No matter what, the recursive solution has drawbacks whether it is implemented in R or in C++. Those can only be addressed when using an iterative approach to compute the Fibonacci numbers. The following code block shows a solution in C++, again using the function cxxfunction() from package inline.

## linear / iterative solution
fibRcppIter <- inline::cxxfunction(signature(xs="int"),
                           plugin="Rcpp",
                           body='
  int n = Rcpp::as<int>(xs);
  double first = 0;
  double second = 1;
  double third = 0;
  for (int i=0; i<n; i++) {
    third = first + second;
    first = second;
    second = third; 
  }
  return Rcpp::wrap(first);
')

The above shown function definition shows that the iterative computation of the Fibonacci numbers can directly be implemented in the wrapper function (argument body of inline::cxxfunction()). No further includes are required here, hence the argument includes is missing in the above shown definition of fibRcppIter(). This last solution is bound to be the fastest, as loops in C++ are certainly faster than recursions. A rather quick and dirty comparison shows the following results

nFibNum <- 30
system.time(fibR(nFibNum))

user system elapsed 0 0 0

system.time(fibRcppIter(nFibNum))

user system elapsed 0 0 0

A second example

The second example taken from Eddelbuettel (2013) considers so called vector autoregressive processes (VAR). The simplest case of a two-dimensional VAR of order one can be specified as

\[\mathbf{x}_t = A \mathbf{x}_{t-1} + \mathbf{u}_t\]

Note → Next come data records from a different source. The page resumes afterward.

Issue #468, opened 2015-10-24
Reduce the data transfer of the epsilons


micheles:
Two ideas: replace the epsilon dictionary with the epsilon matrix and reduce the epsilon precision to 32 bits.

PR #469, opened 2015-10-24
Refactored the epsilon management

micheles:
Closes https://github.com/gem/oq-risklib/issues/468. The demos are running here: https://ci.openquake.org/job/zdevel_oq-risklib/1149/console

### DIFF
--- a/openquake/risklib/riskinput.py
+++ b/openquake/risklib/riskinput.py
@@ -287,7 +287,7 @@ class RiskInput(object):
             self.weight += len(assets)
         self.taxonomies = sorted(taxonomies)
         self.tags = None  # for API compatibility with RiskInputFromRuptures
-        self.eps = eps
+        self.eps = {} if eps is None else eps
 
     @property
     def imt_taxonomies(self):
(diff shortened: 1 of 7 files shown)


openquake/risklib/riskinput.py
```diff
@@ -290,14 +287,14 @@ def __init__(self, imt_taxonomies, hazard_by_site, assets_by_site,
             self.weight += len(assets)
         self.taxonomies = sorted(taxonomies)
         self.tags = None  # for API compatibility with RiskInputFromRuptures
-        self.eps_dict = eps_dict or {}
+        self.eps = {} if eps is None else eps
```
nastasi-oq: type inconsistency: if eps is None seems to me more correct pass an empty numpy array.

micheles: Indeed there was a confusion here. The class `RiskInput` wants an epsilon dictionary and not a matrix; it is the class `RiskInputFromRuptures` that wants an epsilon matrix. I have updated the docstrings and the name of the parameter accordingly.

nastasi-oq:
Tests green: https://ci.openquake.org/job/zdevel_oq-risklib/1149
LGTM

Issue #457, opened 2015-10-21
Make it possible to pass the random_seed to VulnerabilityFunctionWithPMF


micheles:
Now it is hard-code to 42 in riskmodels.py. Notice that a very strong seed dependency is expected.

PR #470, opened 2015-10-26
Set the seed for VulnerabilityFunctionWithPMF

micheles:
Closes https://github.com/gem/oq-risklib/issues/457. Now by changing the parameter `random_seed` in the job.ini file the seed dependency can be studied, whereas before the seed was hard-coded to 42.


raoanirudh:
LGTM

PR #472, opened 2015-10-26
Add a check on the total losses for scenario_risk

micheles:
And used it to check the results of the ScenarioRisk demo, i.e. the sum of the average losses, see https://github.com/gem/oq-risklib/issues/440. The demo is green: https://ci.openquake.org/job/zdevel_oq-risklib/1147

NB: while adding the test a bug in the case with two GSIMs was discovered and fixed.


openquake/commonlib/commands/show.py
```diff
@@ -21,6 +21,9 @@
 import os
 import shutil
 import logging
+
+import numpy
```
nastasi-oq: Why this import is required ?

micheles: It is not needed, it is a leftover. I am removing it.

nastasi-oq:
After a new green run of tests LGTM.

PR #474, opened 2015-10-27
Now the calculators scenario_risk and scenario_damage work with a single .ini file

micheles:
Closes https://github.com/gem/oq-engine/issues/1866. I have also changed the `gmfs.txt` files (which are used internally for tests) by adding an header contained the sites, as sorted pairs of (lon, lat).
I have changed the demos to use a single .ini file. The demos are running here: https://ci.openquake.org/job/zdevel_oq-risklib/1163


raoanirudh:
LGTM

Issue #442, opened 2015-10-16
The good traceback is hidden by the useless traceback


micheles:
For instance, replace `category` with `assetCategory` in the exposure and you will get

```python
Traceback (most recent call last):
  File "/home/michele/oq-risklib/openquake/calculators/base.py", line 115, in run
    self.pre_execute()
  File "/home/michele/oq-risklib/openquake/calculators/event_based.py", line 388, in pre_execute
    super(EventBasedRuptureCalculator, self).pre_execute()
  File "/home/michele/oq-risklib/openquake/calculators/base.py", line 275, in pre_execute
    self.read_exposure_sitecol()
  File "/home/michele/oq-risklib/openquake/calculators/base.py", line 295, in read_exposure_sitecol
    self.exposure = readinput.get_exposure(self.oqparam)
  File "/home/michele/oq-risklib/openquake/commonlib/readinput.py", line 670, in get_exposure
    exposure, assets_node = get_exposure_lazy(fname)
  File "/home/michele/oq-risklib/openquake/commonlib/readinput.py", line 647, in get_exposure_lazy
    exposure['id'], exposure['category'],
  File "/home/michele/oq-risklib/openquake/commonlib/node.py", line 314, in __getitem__
    return self.attrib[i]
KeyError: 'category'
[2015-10-16 15:25:55,618 hazard job #429 - CRITICAL MainProcess/23734] Traceback (most recent call last):
  File "/home/michele/oq-engine/openquake/engine/engine.py", line 218, in run_calc
    _do_run_calc(calculator, exports)
  File "/home/michele/oq-engine/openquake/engine/engine.py", line 254, in _do_run_calc
    calc.pre_execute()
  File "/home/michele/oq-risklib/openquake/calculators/event_based.py", line 570, in pre_execute
    super(EventBasedCalculator, self).pre_execute()
  File "/home/michele/oq-risklib/openquake/calculators/base.py", line 267, in pre_execute
    self.csm = precalc.csm
  File "/home/michele/oq-risklib/openquake/commonlib/datastore.py", line 378, in getter
    value = self.datastore[key]
  File "/home/michele/oq-risklib/openquake/commonlib/datastore.py", line 283, in __getitem__
    raise KeyError('No %r found in %s' % (key, self))
KeyError: "No 'composite_source_model' found in <DataStore 429>"
```

Only the first part of the traceback is useful, the rest is noise.

PR #477, opened 2015-10-28
Removed a finally clause eating important errors

micheles:
Fixes https://github.com/gem/oq-risklib/issues/442. The same kind of problem also happened to one of our users with an invalid source model in an event based calculation.


ptormene:
LGTM

Issue #484, opened 2015-10-29
Add a test for the event based loss curves


micheles:
test_case_1 is the right test to extend. It should be done after we refactor the event based risk outputs (https://github.com/gem/oq-risklib/issues/475). We should also add a test for the loss maps.

PR #485, opened 2015-10-29
Fixed the loss curves saving

micheles:
There was a type bug so that the curves were not stored correctly in the HDF5 file. I am extending the EventBasedRisk demo to produce the curves. A test will be added later on (see https://github.com/gem/oq-risklib/issues/484).
The demos are running here: https://ci.openquake.org/job/zdevel_oq-risklib/1155/console


ptormene:
As soon as demos complete successfully, LGTM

where \(\mathbf{x}_t\), \(\mathbf{x}_t\) and \(\mathbf{u}_t\) are all vectors of length two and \(A\) is a two by two matrix. Subscripts \(t\) and \(t-1\) stand for two consecutive time points.

A solution in R

VAR systems are usually studied by simulation. For that reason, suitable data has to be generated. Due to the interdependence of the elements in the VAR model, it cannot be vectorized in an easy way. As a result, we have to loop explicitly.

## parameter and error terms used throughout
set.seed(9876)
a <- matrix(c(0.5,0.1,0.1,0.5),nrow=2)
u <- matrix(rnorm(10000),ncol=2)
## Let’s start with the R version
rSim <- function(coeff, errors) {
  simdata <- matrix(0, nrow(errors), ncol(errors))
  for (row in 2:nrow(errors)) {
    simdata[row,] = coeff %*% simdata[(row-1),] + errors[row,]
  }
  return(simdata)
}

rData <- rSim(a, u)
dim(rData)

[1] 5000 2

References

Eddelbuettel, Dirk. 2013. Seamless R and C++ Integration with Rcpp. New York: Springer.